Your brain is not optimized to memorize a lot of things. You can only juggle with a limited number of thoughts.

The problem is: your Legacy is a jungle. It’s full of badly named variables, non-standard structures, useless indirections, bad abstractions… To reach your goal, you need to go through a lot of traps you can’t anticipate. When you move something, you reveal 3 more issues that were hidden behind!

If you try to juggle with all of these things in your head, you’ll get lost.

It’s the “I’m almost done on this ticket” effect. You have been repeating that for the past 3 days during stand-up. This usually ends up with Pull Requests that are too long and contain many more changes than expected.

You need to get these ideas out to not getting lost. The easiest way to do that is a sheet of paper.

Take a sheet and a pencil. Start by dumbing everything you want to do on this code. Write down a TODO list.

Then, choose a first task and start doing it.

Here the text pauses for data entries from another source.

PR #55, opened 2015-09-10
use versioncmp() to check RedHat/CentOS/SCL version

TheMeier:
comparing CentOS version strings wich look like '7.1.1503' gives an error

"Could not retrieve catalog from remote server: Error 400 on SERVER:
comparison of String with 7 failed at modules/redis/manifests/preinstall.pp:10"

### DIFF
--- a/manifests/preinstall.pp
+++ b/manifests/preinstall.pp
@@ -7,7 +7,7 @@ class redis::preinstall {
   if $::redis::manage_repo {
     case $::operatingsystem {
       'RedHat', 'CentOS', 'Scientific', 'OEL': {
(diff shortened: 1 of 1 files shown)


v6:
Does this work with older versions of Facter? 

Also, @TheMeier, does this pull request fix the problem you mentioned in the first comment?

TheMeier:
Nothing about facter/facts was changed here and versioncmd is available for many years in puppet https://projects.puppetlabs.com/issues/1807 and yes this fixes the error

arioch:
Merged.
Thanks!

PR #56, opened 2015-09-21
Sentinel daemonize

Vincent--:
Add "daemonize" option to redis sentinel
Allow to use sentinel class without redis class on a node


Vincent--:
On my setup, I use sentinel class without redis class. With that setup, the daemonize option was set to "no" by default in the sentinel config file and the service never restart...
With this patch, everything is now working properly.

I didnt update travis as the sentinel test includes :
```
  let :pre_condition do
    [
     'class { redis: }'
    ]
  end
```
and then never fails...

I think this pre-condition should be removed as sentinel node don't have to install redis-server.

arioch:
Merged.
Thanks!

PR #63, opened 2015-10-12
Add a option to override the service provider

nerzhul:
When using this module on Debian 8, redis-server try to use the init script instead of the systemd unit file.
This change permit to overwrite service provider


arioch:
Thanks!

PR #65, opened 2015-10-15
Default $daemonize to true on RedHat OS. Fixes #64

### LINKED ISSUE #64: $daemonize is defaulted to 'false' on Redhat OS, which causes service command to hang
The `$daemonize` param is defaulted to [false](https://github.com/arioch/puppet-redis/blob/master/manifests/params.pp#L110) for RedHat based OS'. 
This causes `service redis start` to hang indefinately. 

PR incoming to fix default value on RedHat OS'.

fatmcgav:
Default $daemonize to true on RedHat OS. Fixes #64

### DIFF
--- a/manifests/params.pp
+++ b/manifests/params.pp
@@ -107,7 +107,7 @@ class redis::params {
       $config_file_mode          = '0644'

As you move on this task, you’ll have new ideas. New tasks that you discover. Refactors you want to do. When it happens, don’t do them: write them down!

brain dump

Writing them down on your piece of paper has 2 main benefits:

  1. You calm your mind. It knows information is out of your head and you won’t forget it. Thus, you’ll stop rehashing this idea every 5 minutes and you can focus on the ongoing task!
  2. You’ll avoid the tunnel effect. You’ll end what you started before you start something else. You’ll cross off the task that is done, commit, and take a break! You’ll have a clearer vision of your progress instead of a vague feeling of “almost done”.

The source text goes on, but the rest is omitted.